WHAT THIS TASK INVOLVES »
A word-for-word copy of the records below is required.

##### DATA SECTION

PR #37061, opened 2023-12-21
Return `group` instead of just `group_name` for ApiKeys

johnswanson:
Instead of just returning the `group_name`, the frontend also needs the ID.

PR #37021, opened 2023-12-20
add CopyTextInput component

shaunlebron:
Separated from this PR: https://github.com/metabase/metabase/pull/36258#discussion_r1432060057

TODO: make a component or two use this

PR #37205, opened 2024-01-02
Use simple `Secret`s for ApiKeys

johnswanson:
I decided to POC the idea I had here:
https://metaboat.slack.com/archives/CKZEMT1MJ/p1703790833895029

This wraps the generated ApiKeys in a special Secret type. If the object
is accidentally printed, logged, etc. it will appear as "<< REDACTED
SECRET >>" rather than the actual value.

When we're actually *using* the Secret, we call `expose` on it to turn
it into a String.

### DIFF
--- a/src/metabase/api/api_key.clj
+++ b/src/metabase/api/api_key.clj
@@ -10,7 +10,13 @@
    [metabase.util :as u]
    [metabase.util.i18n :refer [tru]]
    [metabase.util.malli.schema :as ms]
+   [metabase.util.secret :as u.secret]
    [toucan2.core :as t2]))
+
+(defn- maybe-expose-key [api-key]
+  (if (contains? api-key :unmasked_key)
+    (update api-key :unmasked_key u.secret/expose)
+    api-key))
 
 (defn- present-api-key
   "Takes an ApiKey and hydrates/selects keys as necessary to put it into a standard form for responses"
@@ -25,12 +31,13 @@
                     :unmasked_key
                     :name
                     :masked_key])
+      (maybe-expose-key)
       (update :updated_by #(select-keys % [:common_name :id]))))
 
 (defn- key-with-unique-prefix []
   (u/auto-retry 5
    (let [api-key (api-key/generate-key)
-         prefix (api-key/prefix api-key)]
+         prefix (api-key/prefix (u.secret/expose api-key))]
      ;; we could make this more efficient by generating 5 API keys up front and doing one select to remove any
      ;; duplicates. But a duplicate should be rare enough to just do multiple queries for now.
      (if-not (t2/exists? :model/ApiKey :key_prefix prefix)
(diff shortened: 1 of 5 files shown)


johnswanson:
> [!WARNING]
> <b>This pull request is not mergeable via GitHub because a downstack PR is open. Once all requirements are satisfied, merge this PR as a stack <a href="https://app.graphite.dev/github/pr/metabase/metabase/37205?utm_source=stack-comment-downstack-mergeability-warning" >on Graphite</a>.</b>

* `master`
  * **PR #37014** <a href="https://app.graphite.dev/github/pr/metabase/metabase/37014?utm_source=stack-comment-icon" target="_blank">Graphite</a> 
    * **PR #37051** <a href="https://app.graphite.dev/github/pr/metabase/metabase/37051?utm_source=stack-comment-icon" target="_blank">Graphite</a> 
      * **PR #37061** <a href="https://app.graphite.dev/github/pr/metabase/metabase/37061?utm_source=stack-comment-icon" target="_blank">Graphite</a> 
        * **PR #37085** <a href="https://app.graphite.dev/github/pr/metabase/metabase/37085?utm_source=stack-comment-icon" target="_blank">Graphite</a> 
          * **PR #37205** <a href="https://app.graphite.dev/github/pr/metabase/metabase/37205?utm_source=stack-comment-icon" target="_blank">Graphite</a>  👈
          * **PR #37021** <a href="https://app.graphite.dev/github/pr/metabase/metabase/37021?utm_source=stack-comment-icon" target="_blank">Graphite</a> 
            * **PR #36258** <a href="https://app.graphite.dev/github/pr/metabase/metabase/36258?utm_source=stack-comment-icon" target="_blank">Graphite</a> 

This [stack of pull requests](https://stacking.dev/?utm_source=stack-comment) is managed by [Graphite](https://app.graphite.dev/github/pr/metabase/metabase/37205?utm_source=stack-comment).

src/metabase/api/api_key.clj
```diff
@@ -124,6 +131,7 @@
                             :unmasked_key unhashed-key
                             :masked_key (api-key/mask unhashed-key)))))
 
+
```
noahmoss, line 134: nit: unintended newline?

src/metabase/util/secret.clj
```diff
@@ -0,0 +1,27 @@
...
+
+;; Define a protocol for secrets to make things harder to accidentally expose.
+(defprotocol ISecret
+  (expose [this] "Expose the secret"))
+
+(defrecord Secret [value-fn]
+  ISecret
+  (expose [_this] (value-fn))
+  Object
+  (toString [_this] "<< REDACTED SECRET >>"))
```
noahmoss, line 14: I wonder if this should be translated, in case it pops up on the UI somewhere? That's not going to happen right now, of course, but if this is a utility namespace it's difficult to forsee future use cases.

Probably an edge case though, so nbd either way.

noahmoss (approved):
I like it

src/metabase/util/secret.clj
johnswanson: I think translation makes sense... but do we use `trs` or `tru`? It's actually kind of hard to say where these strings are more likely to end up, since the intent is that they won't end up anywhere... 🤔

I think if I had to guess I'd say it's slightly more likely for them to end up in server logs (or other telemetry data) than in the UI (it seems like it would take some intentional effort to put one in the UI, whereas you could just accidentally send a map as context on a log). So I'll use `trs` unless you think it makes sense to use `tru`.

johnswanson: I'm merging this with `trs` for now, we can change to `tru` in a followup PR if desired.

##########

EXPECTED ANSWER »
PR #37061, opened 2023-12-21
Return `group` instead of just `group_name` for ApiKeys

johnswanson:
Instead of just returning the `group_name`, the frontend also needs the ID.

PR #37021, opened 2023-12-20
add CopyTextInput component

shaunlebron:
Separated from this PR: https://github.com/metabase/metabase/pull/36258#discussion_r1432060057

TODO: make a component or two use this

PR #37205, opened 2024-01-02
Use simple `Secret`s for ApiKeys

johnswanson:
I decided to POC the idea I had here:
https://metaboat.slack.com/archives/CKZEMT1MJ/p1703790833895029

This wraps the generated ApiKeys in a special Secret type. If the object
is accidentally printed, logged, etc. it will appear as "<< REDACTED
SECRET >>" rather than the actual value.

When we're actually *using* the Secret, we call `expose` on it to turn
it into a String.

### DIFF
--- a/src/metabase/api/api_key.clj
+++ b/src/metabase/api/api_key.clj
@@ -10,7 +10,13 @@
    [metabase.util :as u]
    [metabase.util.i18n :refer [tru]]
    [metabase.util.malli.schema :as ms]
+   [metabase.util.secret :as u.secret]
    [toucan2.core :as t2]))
+
+(defn- maybe-expose-key [api-key]
+  (if (contains? api-key :unmasked_key)
+    (update api-key :unmasked_key u.secret/expose)
+    api-key))
 
 (defn- present-api-key
   "Takes an ApiKey and hydrates/selects keys as necessary to put it into a standard form for responses"
@@ -25,12 +31,13 @@
                     :unmasked_key
                     :name
                     :masked_key])
+      (maybe-expose-key)
       (update :updated_by #(select-keys % [:common_name :id]))))
 
 (defn- key-with-unique-prefix []
   (u/auto-retry 5
    (let [api-key (api-key/generate-key)
-         prefix (api-key/prefix api-key)]
+         prefix (api-key/prefix (u.secret/expose api-key))]
      ;; we could make this more efficient by generating 5 API keys up front and doing one select to remove any
      ;; duplicates. But a duplicate should be rare enough to just do multiple queries for now.
      (if-not (t2/exists? :model/ApiKey :key_prefix prefix)
(diff shortened: 1 of 5 files shown)


johnswanson:
> [!WARNING]
> <b>This pull request is not mergeable via GitHub because a downstack PR is open. Once all requirements are satisfied, merge this PR as a stack <a href="https://app.graphite.dev/github/pr/metabase/metabase/37205?utm_source=stack-comment-downstack-mergeability-warning" >on Graphite</a>.</b>

* `master`
  * **PR #37014** <a href="https://app.graphite.dev/github/pr/metabase/metabase/37014?utm_source=stack-comment-icon" target="_blank">Graphite</a> 
    * **PR #37051** <a href="https://app.graphite.dev/github/pr/metabase/metabase/37051?utm_source=stack-comment-icon" target="_blank">Graphite</a> 
      * **PR #37061** <a href="https://app.graphite.dev/github/pr/metabase/metabase/37061?utm_source=stack-comment-icon" target="_blank">Graphite</a> 
        * **PR #37085** <a href="https://app.graphite.dev/github/pr/metabase/metabase/37085?utm_source=stack-comment-icon" target="_blank">Graphite</a> 
          * **PR #37205** <a href="https://app.graphite.dev/github/pr/metabase/metabase/37205?utm_source=stack-comment-icon" target="_blank">Graphite</a>  👈
          * **PR #37021** <a href="https://app.graphite.dev/github/pr/metabase/metabase/37021?utm_source=stack-comment-icon" target="_blank">Graphite</a> 
            * **PR #36258** <a href="https://app.graphite.dev/github/pr/metabase/metabase/36258?utm_source=stack-comment-icon" target="_blank">Graphite</a> 

This [stack of pull requests](https://stacking.dev/?utm_source=stack-comment) is managed by [Graphite](https://app.graphite.dev/github/pr/metabase/metabase/37205?utm_source=stack-comment).

src/metabase/api/api_key.clj
```diff
@@ -124,6 +131,7 @@
                             :unmasked_key unhashed-key
                             :masked_key (api-key/mask unhashed-key)))))
 
+
```
noahmoss, line 134: nit: unintended newline?

src/metabase/util/secret.clj
```diff
@@ -0,0 +1,27 @@
...
+
+;; Define a protocol for secrets to make things harder to accidentally expose.
+(defprotocol ISecret
+  (expose [this] "Expose the secret"))
+
+(defrecord Secret [value-fn]
+  ISecret
+  (expose [_this] (value-fn))
+  Object
+  (toString [_this] "<< REDACTED SECRET >>"))
```
noahmoss, line 14: I wonder if this should be translated, in case it pops up on the UI somewhere? That's not going to happen right now, of course, but if this is a utility namespace it's difficult to forsee future use cases.

Probably an edge case though, so nbd either way.

noahmoss (approved):
I like it

src/metabase/util/secret.clj
johnswanson: I think translation makes sense... but do we use `trs` or `tru`? It's actually kind of hard to say where these strings are more likely to end up, since the intent is that they won't end up anywhere... 🤔

I think if I had to guess I'd say it's slightly more likely for them to end up in server logs (or other telemetry data) than in the UI (it seems like it would take some intentional effort to put one in the UI, whereas you could just accidentally send a map as context on a log). So I'll use `trs` unless you think it makes sense to use `tru`.

johnswanson: I'm merging this with `trs` for now, we can change to `tru` in a followup PR if desired.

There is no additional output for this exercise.